PR #839, opened 2024-08-06
manifest: add passwd when users are created

andremarianiello:
org.usbuild.users runs passwd in the os tree using chroot, but this package wasn't guaranteed to be installed


bcl (approved):
Looks ok to me.

achilleas-k (approved):
Thanks for this

PR #840, opened 2024-08-06
Move pathpolicy out of internal/ into pkg/

achilleas-k:
Following up from 41b1d00770061f616bc7defc53a03cb711227e90, we now move the pathpolicy package out of internal as well.  This is mostly necessary because there are public functions and types, that depend on types in pathpolicy.

blueprint.CheckMountpointsPolicy() takes *pathpolicy.PathPolicies as a second argument.
The policies under pkg/policies/ are created using pathpolicy.NewPathPolicies() with maps where the values are pathpolicy.PathPolicy.

Without access to the pathpolicy package, the policies can be checked using the existing ones, but no new (or modified) policies can be created by a consumer that might have other restrictions (like, bootc-image-builder).

https://github.com/osbuild/images/pull/395#issuecomment-1909832368


bcl (approved):
Looks good!

ondrejbudai (dismissed):

thozza (dismissed):

achilleas-k:
`go fmt` part of the source prep script reordered the imports after the package path changed which I didn't do originally.

Serves me right for `sed`ing and leaving it at that.

thozza (approved):

PR #843, opened 2024-08-07
distro/rhel10: drop the openstack image type

ondrejbudai:
OpenStack documentation points at the RHEL KVM Guest Image as the
official way to get RHEL up and running on OpenStack.

See https://docs.redhat.com/en/documentation/red_hat_openstack_platform/17.1/html/creating_and_managing_images/assembly_glance-creating-images_osp#proc_using-a-rhel-kvm-instance-image_glance-creating-rhel-kvm-images

osbuild-composer inherited the openstack image type from lorax-composer.
I'm not sure if something was different in the RHEL 7 times, or why
a separate image type was created back then. However nowadays, qcow2
is apparently the official option even for OpenStack, so we don't need
to carry a separate type forward. Thus, this commit drops it.


achilleas-k (approved):
Nice cleanup!

PR #845, opened 2024-08-08
distro/rhel{9,10}: remove bogus rd.blacklist=nouveau kernel (RHEL-53491)

ondrejbudai:
rd.blacklist is actually not processed by anything. The correct option is called rd.driver.blacklist, see
https://man.archlinux.org/man/dracut.8.en

Hovewer, we can actually safely remove it altogether, because we also blacklist nouveau in a /etc/modprobe.d drop-in config. This is actually the recommended way, see
https://access.redhat.com/solutions/41278

Thus, this commit removes the redundant, and actually bogus argument.

### DIFF
--- a/pkg/distro/rhel/rhel10/ami.go
+++ b/pkg/distro/rhel/rhel10/ami.go
@@ -9,7 +9,7 @@ import (
 )
 
 // TODO: move these to the EC2 environment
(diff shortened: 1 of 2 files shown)


achilleas-k:
FTR, this page mentions `rd.blacklist`, not as a recommendation, but in passing as an alternative.  I don't know where else this is documented.

achilleas-k (approved):
Splendid!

What you are asked to do —
Please repeat, exactly and only, the lines from the one containing "https://access.redhat.com/solutions/41278" through the last line of the records, both included.

Expected output —
https://access.redhat.com/solutions/41278

Thus, this commit removes the redundant, and actually bogus argument.

### DIFF
--- a/pkg/distro/rhel/rhel10/ami.go
+++ b/pkg/distro/rhel/rhel10/ami.go
@@ -9,7 +9,7 @@ import (
 )
 
 // TODO: move these to the EC2 environment
(diff shortened: 1 of 2 files shown)


achilleas-k:
FTR, this page mentions `rd.blacklist`, not as a recommendation, but in passing as an alternative.  I don't know where else this is documented.

achilleas-k (approved):
Splendid!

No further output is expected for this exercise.